Ещё несколько дней они шли через тайгу на юг, с опаской посматривая на мглистое, набухшее небо. Антип по-прежнему нёс на плечах Васёнку, время от времени его сменял Ефим. Заканчивались сухари, и на дне котомки Устиньи оставалось лишь несколько горстей крупы. Уже давно никто из беглецов не мог сказать, сколько вёрст они прошли, сколько ещё осталось и выберутся ли они до снега к нужному месту.
Тот день выдался ясным, холодным. Утром трава подёрнулась жёстким искрящимся инеем. Разлапистые ветви кедров были тоже покрыты морозным налётом. Озябшие путники наспех затоптали костровище, похватали котомки и углубились в тайгу. Но они не прошли и полуверсты, как Устинья остановилась и прислушалась.

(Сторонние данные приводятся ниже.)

PR #477, opened 2023-01-11
Fixed get_identity causing full login processes

BarcoMasile:
## Description
Removed 401 from get_identity + adjusted tests
## How Has This Been Tested?
- manual
- unit tests

## PR Quality Checklist

### DIFF
--- a/api/PclusterApiHandler.py
+++ b/api/PclusterApiHandler.py
@@ -588,9 +588,6 @@ def get_identity():
     try:
         decoded_access = jwt_decode(access_token)
     except jwt.ExpiredSignatureError:
-        if not auth_cookies:
-            return {}, 401
-
         decoded_access = jwt_decode(auth_cookies['accessToken'])
 
     identity = _get_identity_from_token(decoded=decoded_access, claims=claims)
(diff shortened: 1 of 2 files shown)


api/PclusterApiHandler.py
```diff
@@ -582,27 +582,29 @@ def get_identity():
...
 
+    claims = ["email"]
+    try:
         decoded_access = jwt_decode(access_token)
-        identity_from_access_token = _get_identity_from_token(decoded=decoded_access, claims=claims)
+    except jwt.ExpiredSignatureError:
+        if not auth_cookies:
+            return {}, 401
+
+        decoded_access = jwt_decode(auth_cookies['accessToken'])
```
mtfranchetto, line 594: question: why is this fallback mechanism needed?

BarcoMasile: strictly speaking this is not actually needed, since it's taken care of by the `@authenticated` decorator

– Чего ты? – недовольно обернувшись, спросил Ефим. И тут же сам услышал не то вздох, не то стон, донёсшийся из огромного, поросшего мхом бурелома. Невольный страх продрал по спине. «Зверь какой, что ли?»
– Антип… Где дура наша?
Антип не спеша снял с плеча старую кремнёвку. Сделал несколько шагов к бурелому. Прислушался. Ефим взволнованно дышал у него за плечом.
Некоторое время было тихо: лишь постукивал из чащи дятел. Затем вздох повторился, сопровождаемый каким-то горестным бормотанием. Ничего членораздельного в этих звуках Ефим не услышал, и против воли ему стало жутко:
– Устька… Может, нечисть какая? Ты ж с ними умеешь…
– Сдурел, ирод! – шёпотом выругала его Устинья и, нахмурившись, пошла прямо к бурелому. Ефим даже не сразу сообразил догнать её и оттолкнуть назад:
– Да куда ж тебя?.. А ежели зверь?
– Да где зверь-то? – рассердилась Устинья. – Сам слушай! Человек там! Антип Прокопьич, поглядеть бы надо…
Братья Силины переглянулись. Антип вздохнул. Ефим тоскливо выругался. И вдвоём они молча принялись протискиваться сквозь переплетённые, словно насмерть сцепившиеся в схватке ветви.
Вскоре стало понятно, что перед ними глубокая яма, заваленная сверху древним сухостоем, уже схваченным многолетними зарослями мха. На беглый взгляд яму под палыми ветвями было и не заметить, – но провалиться в неё, под острые обломы сучьев, в скользкую сырость, означало верную погибель. И сейчас там, в грубоком, сыром сумраке, под наваленными корягами, кто-то вздыхал и плакал от боли.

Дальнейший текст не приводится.